Zvex Lo-Fi Loop Junky Pedal
In stock right now!
From Zachary Vex: This is
the Lo-Fi Loop Junky. It’s really low fidelity… the recording of your guitar is
filled with hiss, moan, distortion and warped-record strangeness, but everyone
will be able to tell the loop from your real guitar. Because the processing of
your direct guitar is done with my new bootstrap circuit, with the very highest
impedance circuit I’ve ever developed (even higher than the super hard-on
circuit) your direct guitar will have detail incomparable with anything you’ve
ever heard. The juxtaposition of your direct guitar against the smashed,
distorted, shimmering/warbling recording of the loop mechanism will make it
clear once and for all who is the guitarist and what is the
machinery.
There are distinct advantages and
disadvantages to my new, tiny, battery-saving device. You may only record one
loop.
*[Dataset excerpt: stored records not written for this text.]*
PR #1528, opened 2024-05-17
Fix/layout margin glitch

merryman:
Fixes this:
moving-weirdness

### DIFF
--- a/lively.morphic/layout.js
+++ b/lively.morphic/layout.js
@@ -899,8 +899,8 @@ export class TilingLayout extends Layout {
     const node = this.ensureLayoutComputed(container);
     const isPreliminary = node.getParent() && !node._computedMargin;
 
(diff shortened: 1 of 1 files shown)


linusha:
@merryman could you provide a screencast or reproducible example so that we can have so traceable content in the PR?

linusha (approved):
@merryman out of interest - why can we now remove all the `Math.floor` operations? Was this a previous attempt at tackling the same issue that is now obsolete as we know the real culprit?

merryman:
> @merryman out of interest - why can we now remove all the `Math.floor` operations? Was this a previous attempt at tackling the same issue that is now obsolete as we know the real culprit?

I believe this was stuff that I had around during the initial implementation of this layout but upon closer look, it appears not to be necessary. I think this was around the time when I was fighting with issues of border-width interfering with the internal computation of layouts and erroneously assumed it was due to rounding errors.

There is no sound-on-sound available with this technology for now. But, if
you unplug your cables, take out the battery, and bury it for a hundred years,
the last loop you recorded will still be there when you drag yourself out of the
grave and plug it in for the centennial resurrection gig. That’s because it uses
really bizarre technology that literally crams analog signals into static
digital storage cells without a-to-d conversion. That’s right… THERE IS NO
ANALOG TO DIGITAL CONVERSION. It’s pure analog storage, just like the old
bucket-brigade technology, for 20 seconds straight. It would take 25 800ms
analog delay pedals to hold the loop that this thing can play. For those of you
who know how an a-to-d converter works, I offer this brief explanation: Inside
the big fat chip, the voltage of the analog signal is sampled thousands of times
per second and stored in sample-and-hold cells. The voltages of these individual
cells are transferred using a horrifying silicon machine that squirts charge
(something like a caulk-gun) into digital storage cells normally designed to
hold ones and zeros. When the circuitry decides that the voltage in the cell is
close enough to the sampled voltage (who can predict?) it moves on to do it
again. It’s like some kind of electronic Russian roulette, where the recording
may or may not be accurate when compared with the original, but at least no
computer ever puts its paws on the signal. Dig? There are no computers and no
a-to-d conversion chips in this pedal!